Let $f$ be a continuous function on $\mathbb R$ and define $$G(x) = \int _0 ^{\sin x}f(t)dt$$ for $x \in \mathbb R$. Show that $G$ is differentiable on $\mathbb R$ and calculate its derivative.
Attempt: Let $h >0$. Then, $$\frac {G(x+h) - G(x)}{h} = \frac {\int_{\sin(x)}^{\sin(x+h)}f(t) dt}{h}.$$
Let $c,t \in \mathbb R$. Then, $\forall\varepsilon, \exists\delta>0$ s.t. if $|t-c|<\delta, |f(t)-f(c)|<\varepsilon.$ This implies that $f(c) - \varepsilon < f(t) < f(c) + \varepsilon.$
Take integral on each side and divide by $h$. Then, we have $$\frac{\int_{\sin (x)}^{\sin(x+h)}(f(c)-\varepsilon) dt}{h} \le \frac{\int_{\sin (x)}^{\sin(x+h)}f(t)dt}{h} \le \frac{\int_{\sin (x)}^{\sin(x+h)}(f(c)+\varepsilon)dt}{h}.$$
This implies : $(\sin(x+h)-\sin(x))(f(c) -\varepsilon)/h \le \frac{\int_{\sin (x)}^{\sin(x+h)}f(t)dt}{h}\le (\sin(x+h)-\sin(x))(f(c) +\varepsilon)/h.$
I am stuck here.
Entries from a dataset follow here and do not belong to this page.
PR #238, opened 2018-09-15
BREAKING: apply styles prop to the root element

levithomason:
# Before

The `styles` prop accepted a map of component slots to styles:

```jsx
<Button 
  styles={{ 
    root: { background: 'blue' },
    icon: { color: 'white' },
   }}
  icon='user'
/>
```

# After

The `styles` prop now styles the root element only.  Use shorthand props to style component slots:

```jsx
<Button
  styles={{ background: 'blue' }}
  icon={{ name: 'user', styles: { color: 'white' } }}
/>
```

### DIFF
--- a/src/lib/renderComponent.tsx
+++ b/src/lib/renderComponent.tsx
@@ -23,6 +23,7 @@ import {
   IAccessibilityDefinition,
   AccessibilityActionHandlers,
   FocusZoneMode,
+  Accessibility,
 } from './accessibility/interfaces'
 import { DefaultBehavior } from './accessibility'
 import getKeyDownHandlers from './getKeyDownHandlers'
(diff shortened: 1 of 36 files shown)


src/lib/renderComponent.tsx
```diff
@@ -126,8 +127,13 @@ const renderComponent = <P extends {}>(
...
         // Resolve styles using resolved variables, merge results, allow props.styles to override
-        const mergedStyles = mergeComponentStyles(componentStyles[displayName], props.styles)
-        const accessibility = getAccessibility(stateAndProps, actionHandlers)
+        const mergedStyles: IComponentPartStylesPrepared = mergeComponentStyles(
+          componentStyles[displayName],
+          {
+            root: props.styles,
+          },
+        )
+        const accessibility: Accessibility = getAccessibility(stateAndProps, actionHandlers)
```
kuzhelov, line 136: 👍

test/specs/commonTests/implementsShorthandProp.tsx
```diff
@@ -49,20 +49,6 @@ export default Component => {
...
-        const wrapper = mount(
-          <Component {...props} styles={{ [shorthandPropertyName]: { foo: 'bar' } }} />,
-        )
-        const shorthandComponentProps = wrapper.find(ShorthandComponent.displayName).props()
-
-        expect(shorthandComponentProps.styles).toBeDefined()
-        expect(shorthandComponentProps.styles.root).toEqual({ foo: 'bar' })
-      })
-
       test(`shorthand's variables may be passed as '${shorthandPropertyName}' prop of ${
```
kuzhelov, line 52: yes, in that case we should seriously think about this `variables` guy as well..

kuzhelov (approved):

I was planning to show $|\frac{\int_{\sin (x)}^{\sin(x+h)}f(t)dt}{h}- \cdot| < \varepsilon.$ But, I don't know what to do here. Could you give some help?
If $F(x)=\int_0^xf(t)\,\mathrm dt$, then $G(x)=F\bigl(\sin(x)\bigr)$. Now, use the chain rule and the fundamental theorem of Calculus.